Durante décadas, no han faltado sitios que utilizan técnicas inteligentes para rastrear en secreto el historial de navegación de los visitantes, las huellas digitales del dispositivo y las pulsaciones de teclas y movimientos del mouse en tiempo real. Incluso Meta y Yandex fueron sorprendidos recientemente uniéndose a una batalla campal que invadía la privacidad.
Ahora los sitios tienen una nueva forma de espiar a sus visitantes: midiendo interacciones sutiles con sus unidades de estado sólido. La técnica, denominada FROST (huella digital remota utilizando sincronización SSD basada en OPFS), permite a los sitios monitorear lo que ven los visitantes de otros sitios y qué aplicaciones están abiertas en sus dispositivos.
La técnica se describe en un trabajo de investigaciónexplotación una canal lateraluna forma de fuga debido a manifestaciones físicas como emisiones electromagnéticas, cachés de datos o el tiempo necesario para completar una tarea. Al medir su manifestación, los atacantes pueden descifrar el tráfico cifrado e inferir otros datos confidenciales.
El ataque que utiliza FROST se conoce como canal lateral de discordiaque mide la interacción de múltiples procesos, todos usando (o compitiendo por) un recurso en particular. Al medir los tiempos operativos de E/S (entrada-salida) específicos en los SSD que usan los visitantes, los investigadores pueden determinar qué sitios web se abren en otras pestañas (incluso en otros navegadores) y qué aplicaciones se abren en los dispositivos de los visitantes. FROST no requiere ninguna interacción por parte del visitante más que abrir el sitio que alberga el ataque.

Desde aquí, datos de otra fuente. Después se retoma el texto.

PR #217, opened 2018-06-11
Stop using tchannel.WriteArgs in requestSender.MakeCall

jcorbin:


jcorbin:
Oh I see... yeah what I'm doing here initially is quite flawed, will sort it out and update.

jcorbin:
Derp, I'd missed that `io.Copy` hides a read buffer allocation; updated to avoid even playing that game (I mean sure, we could've used `io.CopyBuffer`, but seemed better to just use `bytes.Buffer.ReadFrom` instead).

forward/request_sender.go
```diff
@@ -208,13 +236,82 @@ func (s *requestSender) MakeCall(ctx context.Context, res *[]byte, fwdError *err
...
+	}
+
+	if res == nil {
+		*res = []byte{}
+	}
+	*res = append(*res, buf.Bytes()...)
+	return nil
+}
+
+func writeArg(writable func() (tchannel.ArgWriter, error), bs []byte) error {
```
prashantv: you might want to look at [`tchannel.NewArgWriter`](https://godoc.org/github.com/uber/tchannel-go#NewArgWriter) which is basically this. suggest comparing perf to see if it hurts (it uses a closure)

forward/request_sender.go
```diff
@@ -156,6 +159,33 @@ func (s *requestSender) Send() (res []byte, err error) {
 	}
 }
 
+type _bufPool struct {
+	sync.Pool
+	maxCap int64
+}
+
+func (bp *_bufPool) Get() *bytes.Buffer {
+	const allocLimit = 100 * 1024 * 1024 // cap initial allocations at 100MiB
```
prashantv: this buffer pool is complicated by the limiting -- is that really needed? `sync.Pool` is frequently cleared (on every GC), so I'd drop the extra logic unless we have a good reason to need it.

forward/request_sender.go
```diff
@@ -208,13 +236,82 @@ func (s *requestSender) MakeCall(ctx context.Context, res *[]byte, fwdError *err
...
+	buf := bufPool.Get()
+	defer bufPool.Put(buf)
+	if err := bufReadArg(buf, resp.Arg3Reader); err != nil {
+		return err
+	}
+
+	if res == nil {
+		*res = []byte{}
+	}
+	*res = append(*res, buf.Bytes()...)
```
prashantv: we don't need the bytes if `res` is `nil`, can do:
```
if res != nil {
  *res = buf.Bytes()
}
return nil
```

forward/request_sender.go
```diff
@@ -208,13 +236,82 @@ func (s *requestSender) MakeCall(ctx context.Context, res *[]byte, fwdError *err
...
+	return err
+}
+
+func discardArg(readable func() (tchannel.ArgReader, error)) error {
+	var null [32 * 1024]byte
+	ar, err := readable()
+	if err != nil {
+		return err
+	}
+	for {
```
prashantv: can we use `ioutil.Discard.ReadFrom(..)` here?

forward/request_sender.go
jcorbin: Derp, I meant to make that a `*res != nil`... pointers to slices are a bit of a change up.

`res` itself will never be nil ( this isn't an exported interface, the only caller is here in the ringpop forwarding package, and it always passes a pointer to a nil slice.... which actually , append will always work... what even am I saying...

forward/request_sender.go
jcorbin: TIL; will do

forward/request_sender.go
jcorbin: well see... let's try the turn around:
- if we ever happen to forward a 500MiB message... do we always and forever want to be pre-allocating half-GiB buffers for every future message? I for one, say no ;-)
- in fact, I think 100MiB may be too generous in such scenario

prashantv: I would make the buffer pool very simple: just have a prefixed size (E.g., 1-4mb) and always return buffers of that size.

If we see performance issues with that, then we can make it smarter

forward/request_sender.go
```diff
@@ -208,13 +237,59 @@ func (s *requestSender) MakeCall(ctx context.Context, res *[]byte, fwdError *err
...
+		return err
+	}
+
+	buf := bufPool.Get()
+	defer bufPool.Put(buf)
+	if err := copyArg(buf, resp.Arg3Reader); err != nil {
+		return err
+	}
+
+	*res = append(*res, buf.Bytes()...)
```
prashantv: the append to `*res` is a little confusing, i think you want `*res = append([]byte(nil), buf.Bytes()...)`

i'd add a comment that you want a clone of `buf` (since it's pooled)

forward/request_sender.go
```diff
@@ -208,13 +237,59 @@ func (s *requestSender) MakeCall(ctx context.Context, res *[]byte, fwdError *err
...
+	}
+	return err
+}
+
+func copyArg(w io.Writer, readable func() (tchannel.ArgReader, error)) error {
+	ar, err := readable()
+	if err != nil {
+		return err
+	}
+	_, err = io.Copy(w, ar)
```
prashantv: this is going to allocate an internal buffer, is that ok?

jcorbin:
```
    If src implements the WriterTo interface, the copy is implemented by
    calling src.WriteTo(dst). Otherwise, if dst implements the ReaderFrom
    interface, the copy is implemented by calling dst.ReadFrom(src).
```

And both of our writers implement `io.ReaderFrom`, you taught me this when you asked for the `ioutil.Discard.ReadFrom` point ;-)

As a curiosity;
- I believe the order of preference expressed in `io.Copy` docs above...
- ...means that you should prefer to have a src that implements `io.WriterTo` when possible
- ...so I guess we could consider doing so in `tchannel-go.fragmentingReader` and/or the arg reader helper

This PR has just been a font of learning for me at least...

prashantv: Ah yes, since the call sites only pass in writers with `ReadFrom`, this will be efficient. To make sure things stay efficient, consider accepting an interface with `ReadFrom` (will need to cast `ioutil.Discard` which should succeed, can use a global to verify that on startup: `var _ io.ReaderFrom = ioutil.Discard.(io.ReaderFrom)`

“Los navegadores web han evolucionado desde simples visores de documentos hasta plataformas complejas capaces de ejecutar aplicaciones sofisticadas”, escribieron los autores del artículo. “Empresas como Google, Microsoft y Adobe han desarrollado conjuntos de aplicaciones de oficina, editores de fotografías y vídeos, o incluso entornos de desarrollo integrados (IDE) completos que se ejecutan completamente dentro del navegador”. Los autores continúan señalando: “Si bien estas características mejoran las capacidades de las aplicaciones web y permiten casos de uso completamente nuevos, también aumentan la superficie de ataque del navegador y se ha demostrado que algunas introducen nuevas vulnerabilidades”.
A diferencia de los ataques anteriores de canal lateral a SSD, FROST se ejecuta exclusivamente en el navegador. Utiliza JavaScript para interactuar con OPFS (sistema de archivos privado de origen), espacio de almacenamiento asignado que se proporciona a un sitio específico para ejecutar el código necesario para completar una tarea específica. Los sitios web pueden crearlos sin requerir la interacción de los visitantes.
Aunque cada sistema de archivos está aislado de otros sitios web y del propio sistema del dispositivo, JavaScript puede medir las interacciones de E/S. Luego, al realizar estas interacciones a través de una formación previa redes neuronales convolucionales(un sistema que utiliza aprendizaje profundo para analizar texto, audio e imágenes) los atacantes pueden inferir las distintas aplicaciones y sitios web abiertos en un dispositivo.
“Los atacantes miden continuamente la contención de SSD realizando lecturas aleatorias de archivos OPFS de gran tamaño”, explicaron los investigadores. “La contención de SSD causada por la actividad del usuario provoca diferencias de latencia mensurables para estas operaciones de lectura. Al entrenar una red neuronal convolucional (CNN) en estos rastros, un atacante puede detectar la actividad del usuario en el sistema host clasificando nuevos rastros usando el modelo entrenado”.
Esta técnica tiene limitaciones. Primero, el archivo OPFS debe ser muy grande, quizás un gigabyte o más. Estos requisitos significan que muchos usuarios inevitablemente detectarán un ataque a gran escala. Además, los archivos OPFS deben almacenarse en el mismo SSD que utiliza el visitante. Por lo general, esto no es un problema para rastrear sitios web abiertos, porque los archivos OPFS se almacenan en la ubicación predeterminada del navegador. Si una aplicación utiliza una unidad SSD separada para la aplicación, FROST no puede detectarla.
Una de las mejores formas de prevenir ataques FROST es cerrar las pestañas tan pronto como ya no sean necesarias. Los usuarios más expertos pueden controlar la creación y el tamaño de los archivos OPFS asignados por sitios web desconocidos. Los investigadores propusieron una forma para que los fabricantes de navegadores cerraran los canales laterales. Uno de esos métodos es limitar el tamaño máximo de archivo permitido. No hay indicios de que se haya llevado a cabo un ataque FROST en la naturaleza.